EXERCISE BRIEF | Extract the lines that carry the string "namespaces" from the listing.

DATA TO PROCESS |

PR #26, opened 2020-07-30
Add start of caching support

iHiD:


Gemfile
```diff
@@ -1,10 +1,10 @@
 source 'https://rubygems.org'
-git_source(:github) { |repo| "https://github.com/#{repo}.git" }
 
 ruby '2.6.6'
 
 # Service/framework dependencies
-gem 'rails', github: 'rails/rails', branch: 'master' # , '~> 6.0.2', '>= 6.0.2.2'
+gem 'rails', git: 'http://github.com/rails/rails.git', ref: "f4bf62ee8e0f8762a82f85a789119b2211fdecb4"
```
iHiD, line 6: I've locked us to a commit for now. I'll probably run against master when I'm working, but I think it's better for not needing to constantly update the gems to fix a commit.

ErikSchierboom: Makes sense

db/dj_schema.rb
```diff
@@ -10,7 +10,8 @@
 #
 # It's strongly recommended that you check this file into your version control system.
 
-ActiveRecord::Schema.define(version: 20_200_721_220_344) do
+ActiveRecord::Schema.define(version: 2020_07_21_220344) do
```
ErikSchierboom, line 13: Yeah! I no longer have to exclude this file from my changed files list

PR #27, opened 2020-07-31
Fix cache path

ErikSchierboom:


Dockerfile.dev
```diff
@@ -25,6 +25,8 @@ RUN bundle install
 
 COPY package.json yarn.lock ./
 COPY .cache/yarn/ /usr/src/yarn_cache/
+COPY .cache/node_modules/ /usr/src/node_modules/
+RUN echo "--modules-folder /usr/src/node_modules" > .yarnrc
```
iHiD, line 29: If I have this, it times out on Mac, so I took it out.

PR #29, opened 2020-07-31
Exercised Daemons (Fixed executable architecture in Dockerfiles) 

TheLostLambda:


iHiD:
@ErikSchierboom This was the problem...

ErikSchierboom:
Oh my, so easy to miss! That makes total sense. I was almost starting to doubt the very foundation of Docker :D

iHiD:
QEMU means that this gets ignored (transposed?) on some docker rubs depending on a flag. @neenjaw can explain more :)

neenjaw:
There are some initiatives to run images from any arch on any arch (eg arm -> amd64), QEMU is a translation layer which is automatically enabled with Docker desktop (and docker with WSL2), but not docker CLI.  Which is why it worked for some, but not for all.

PR #97, opened 2020-09-24
Namespace components and standardize controllers

### LINKED ISSUE #87: Add namespace to component name
https://github.com/exercism/v3-website/pull/75#discussion_r492058014

Should we then name it to `<Mentoring.MentorInbox />` or `<Mentoring.Inbox />`?

kntsoriano:
Closes https://github.com/exercism/v3-website/issues/87.
https://github.com/exercism/v3-project-mangement/issues/21

If we're okay with this approach, I will then fix the rest of our components.


iHiD (approved):

app/helpers/components_helper.rb
```diff
@@ -0,0 +1,34 @@
+module ComponentsHelper
```
iHiD: Did we not get rid of this file?

kntsoriano: Ah yes! Bad merge :)

ErikSchierboom (approved):

PR #99, opened 2020-09-24
Use PascalCase for JS directories

kntsoriano:


iHiD:
@kntsoriano I think you've not added the deleted files, so it's just adding rather than renaming. This might be because git is case insensitive.

You may need to do two commits. One which removes the files, and another that readds them with the correct case.

kntsoriano:
@iHiD Oh man. Good catch!

ErikSchierboom:
What was the reason for this change? I forgot. Looking at the [React file structure example](https://reactjs.org/docs/faq-structure.html), they only have the actual components in PascalCase. For some reason I like the directories to be lowercase :)

kntsoriano:
@ErikSchierboom I think the doc above has the first-level folders as "features" and not "sub components", thus they are in lower case. Having that distinction on our end would make it clearer as well. Maybe we could do `mentoring/` instead of `Mentoring/`, and `inbox/` instead of `Inbox/`. Let me know what you think about that.

ErikSchierboom:
Okay. Let's ask our React expert: @SleeplessByte would you mind chipping in?

SleeplessByte:
I think grouping by feature is the right thing to do. I don't care for the naming that much, as long as it's consistent.

Directories `snake_case` or `hypen-case` and component files `LikeThis`, is an easy enough rule to follow. It also seems that that is what I usually do:

image

iHiD:
> Maybe we could do mentoring/ instead of Mentoring/, and Inbox/ instead of inbox/.

I'm not clear on what the difference is between Mentoring and Inbox here. They're both namespaces, right? The fact that Inbox is also a component, is sort of incidental?

ErikSchierboom:
> I'm not clear on what the difference is between Mentoring and Inbox here. They're both namespaces, right? The fact that Inbox is also a component, is sort of incidental?

The second example was incorrect. I meant to use lowercase for both. The only thing that should be uppercase IMHO is the actual component.

kntsoriano:
Cool. Sounds good! Let's just make the components uppercase :)

ErikSchierboom:
Great!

SOLUTION BELOW |
I'm not clear on what the difference is between Mentoring and Inbox here. They're both namespaces, right? The fact that Inbox is also a component, is sort of incidental?
> I'm not clear on what the difference is between Mentoring and Inbox here. They're both namespaces, right? The fact that Inbox is also a component, is sort of incidental?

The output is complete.